My mother attempted to do everything in her power to help me. By the time I entered middle school, my mother and I finally settled at a permanent residence in New Jersey. My middle school offered help from a speech pathologist, who I was supposed to see once a week.
Speech pathology, however, offered little help. One road block was the fact that I only met with the pathologist once a week. Another problem was that I tended to forget that I had a meeting with my pathologist and tended to miss a few meetings.
Despite this, I still learned some techniques that I still use today. Before I speak to someone, I try to map out what I want to say before I speak. While I am speaking, I listen to myself and try to monitor my rate of speech.
In theory, this seems like it would be all I need in order to conquer cluttering, but the execution does not always come down to this. I still tend to speak faster than I intend to (I’ll contribute that to human error, while I may think I am speaking just fine, it may still come out too quickly for the listener.) Also, my planned communication may break down, causing me to fumble over my words.
Though I was picked on when I was young, it never killed my spirit. To this day, I still have a vibrant personality and am very outgoing. I do not fear conversation, but instead embrace it as an old friend.
As I grew up, my battle went from the bullies in school to communicating to an uninformed audience. If I had a nickel for every time a person mentioned that I spoke fast (the common phrase is “You speak really fast,”) I could have probably out-bid Disney for property right to “Star Wars.” It is the follow up conversation, however, that always baffles me.
“Well, I speak fast because I have a speech impediment,” I usually say when someone comments on my rate of speech.
“No you don’t, you just need to slow down,” is almost always the reply, as if the person I have spoken to has suddenly become a speech pathologist.
Today, the hardest part of living with cluttering is the fact that it is so rare that nobody is even aware of it. I have only met one other person who had the disorder, a child of a family I took care of when I was a restaurant server in New Jersey.

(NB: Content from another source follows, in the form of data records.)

PR #238, opened 2022-05-10
[Search git log] include diff stats in preview

NextAlone:


PatrickF1:
Could you include a screenshot and explain why you think this should be added?

NextAlone:
> Could you include a screenshot and explain why you think this should be added?

If one commit is huge, an overview on the top maybe helpful to quickly get which files were changed.
image

PatrickF1:
Did you test this on smaller width screens? I see --stat has a width parameter and i wonder if we should limit it

NextAlone:
> Did you test this on smaller width screens? I see --stat has a width parameter and i wonder if we should limit it
It works good, i think width is not needed
image

PatrickF1 (approved):
Ok great! Thanks for testing it for me.

PatrickF1:
Oh wait how come you also added `--oneline`?

PatrickF1:
Oh I see, is it because you are running two git show commands, one on top of the other, and the first one is just for the diff so you want a short summary of the commit?

PatrickF1:
Ok I suspect there's a way to run git show to show both the stats and the diff itself. I'll look into it if you'd like.

NextAlone:
> Oh I see, is it because you are running two git show commands, one on top of the other, and the first one is just for the diff so you want a short summary of the commit?

Yes, you are right.

NextAlone:
> Ok I suspect there's a way to run git show to show both the stats and the diff itself. I'll look into it if you'd like.

I tried looking for it, but couldn't find it. It would be nice if there was a way to show them together.

PatrickF1:
git show HEAD --stat --patch seems to work. Can you try it out?

NextAlone:
> git show HEAD --stat --patch seems to work. Can you try it out?

It works, and --patch-with-stat the same.

image

PatrickF1:
Thank you @NextAlone for this great contribution!

NextAlone:
> Thank you @NextAlone for this great contribution!

And thanks for your work too.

Another issue I have had is debating whether or not I need medication. It has been 18 years since I experimented with Ritalin and there have been many advancements in medicine for those who suffer from ADD. I have seen the effects firsthand. My 11-year-old brother, Devon, has also been diagnosed with ADD (though he fortunately has a normal rate of speech), and has been taking Focalin daily before he goes to school.
Un-medicated, Devon is a very hyper individual who has an endless amount of energy (much like myself when I was younger.) When he is using Focalin, however, his attention span is increased and he is calmer.
My mother and I have argued previously over whether or not I should try medication as well. Looking for my best interests, my mother believed that taking medication will help slow down my rate of speech, but I had a different opinion. Having experienced the effect of Ritalin first-hand, I feared that using medication would change my personality, and not necessarily for the better.
In the end, we came to the agreement that it ultimately was my decision as to whether or not I would take medicine. At the time, I was over the age of 18 and the decision ultimately was mine.
Living with ADD has become a double-edged sword. I have not only learned to live with the disorder, but to also use it towards my advantage. Multi-tasking has become easier for me and I am able to quickly handle tasks.
Dealing with the repercussions of a speech impediment as a child also gave me a thick skin, which is necessary in the advertising field that I one day hope to work in.
I am not bitter about the hand I was dealt, but I have instead learned to adapt and move on. Instead, I focus not only on overcoming my disorder, but focusing on my studies as well.